DATA SECTION: Begin

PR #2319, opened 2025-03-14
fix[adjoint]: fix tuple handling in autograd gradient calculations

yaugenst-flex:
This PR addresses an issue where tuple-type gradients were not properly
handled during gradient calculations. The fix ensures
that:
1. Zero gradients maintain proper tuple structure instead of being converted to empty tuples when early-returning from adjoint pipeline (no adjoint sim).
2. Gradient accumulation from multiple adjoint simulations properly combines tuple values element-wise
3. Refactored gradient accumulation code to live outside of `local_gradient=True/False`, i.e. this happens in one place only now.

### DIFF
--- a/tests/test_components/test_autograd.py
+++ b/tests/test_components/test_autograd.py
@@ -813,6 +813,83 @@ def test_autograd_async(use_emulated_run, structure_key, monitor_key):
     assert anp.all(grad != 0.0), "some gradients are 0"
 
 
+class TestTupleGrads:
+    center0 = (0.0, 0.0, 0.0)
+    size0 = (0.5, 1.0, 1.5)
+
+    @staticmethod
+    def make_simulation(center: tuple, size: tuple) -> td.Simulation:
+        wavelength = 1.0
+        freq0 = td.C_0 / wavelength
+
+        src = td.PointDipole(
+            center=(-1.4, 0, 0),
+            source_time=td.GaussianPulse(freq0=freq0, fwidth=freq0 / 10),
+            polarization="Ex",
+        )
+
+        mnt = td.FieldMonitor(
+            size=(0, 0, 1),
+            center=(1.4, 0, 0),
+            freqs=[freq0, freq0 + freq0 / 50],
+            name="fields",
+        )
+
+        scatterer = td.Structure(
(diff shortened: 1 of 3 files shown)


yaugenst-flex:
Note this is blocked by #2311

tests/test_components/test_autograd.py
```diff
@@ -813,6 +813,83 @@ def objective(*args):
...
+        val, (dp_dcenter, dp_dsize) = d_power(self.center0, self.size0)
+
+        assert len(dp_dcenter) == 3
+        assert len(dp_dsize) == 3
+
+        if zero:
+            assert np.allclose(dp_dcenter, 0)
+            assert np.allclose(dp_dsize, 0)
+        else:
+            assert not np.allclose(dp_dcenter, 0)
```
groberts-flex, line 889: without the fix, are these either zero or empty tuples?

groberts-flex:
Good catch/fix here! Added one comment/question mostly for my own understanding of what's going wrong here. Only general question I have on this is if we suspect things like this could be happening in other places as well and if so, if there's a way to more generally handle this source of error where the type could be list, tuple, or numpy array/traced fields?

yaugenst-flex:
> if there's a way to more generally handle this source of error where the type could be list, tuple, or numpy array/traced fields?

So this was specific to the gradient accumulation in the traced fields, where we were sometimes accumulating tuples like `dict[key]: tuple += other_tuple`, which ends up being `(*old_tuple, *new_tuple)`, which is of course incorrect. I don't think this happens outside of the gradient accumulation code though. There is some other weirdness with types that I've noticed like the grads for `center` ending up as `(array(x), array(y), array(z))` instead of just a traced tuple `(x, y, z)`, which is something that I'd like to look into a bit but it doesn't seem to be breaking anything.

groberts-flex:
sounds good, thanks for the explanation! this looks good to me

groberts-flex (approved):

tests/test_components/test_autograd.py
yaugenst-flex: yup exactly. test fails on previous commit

DATA SECTION: End

WHAT YOU HAVE TO DO: Copy every line in the entries above that has the string "like" in it.

RESPONSE:
Good catch/fix here! Added one comment/question mostly for my own understanding of what's going wrong here. Only general question I have on this is if we suspect things like this could be happening in other places as well and if so, if there's a way to more generally handle this source of error where the type could be list, tuple, or numpy array/traced fields?
So this was specific to the gradient accumulation in the traced fields, where we were sometimes accumulating tuples like `dict[key]: tuple += other_tuple`, which ends up being `(*old_tuple, *new_tuple)`, which is of course incorrect. I don't think this happens outside of the gradient accumulation code though. There is some other weirdness with types that I've noticed like the grads for `center` ending up as `(array(x), array(y), array(z))` instead of just a traced tuple `(x, y, z)`, which is something that I'd like to look into a bit but it doesn't seem to be breaking anything.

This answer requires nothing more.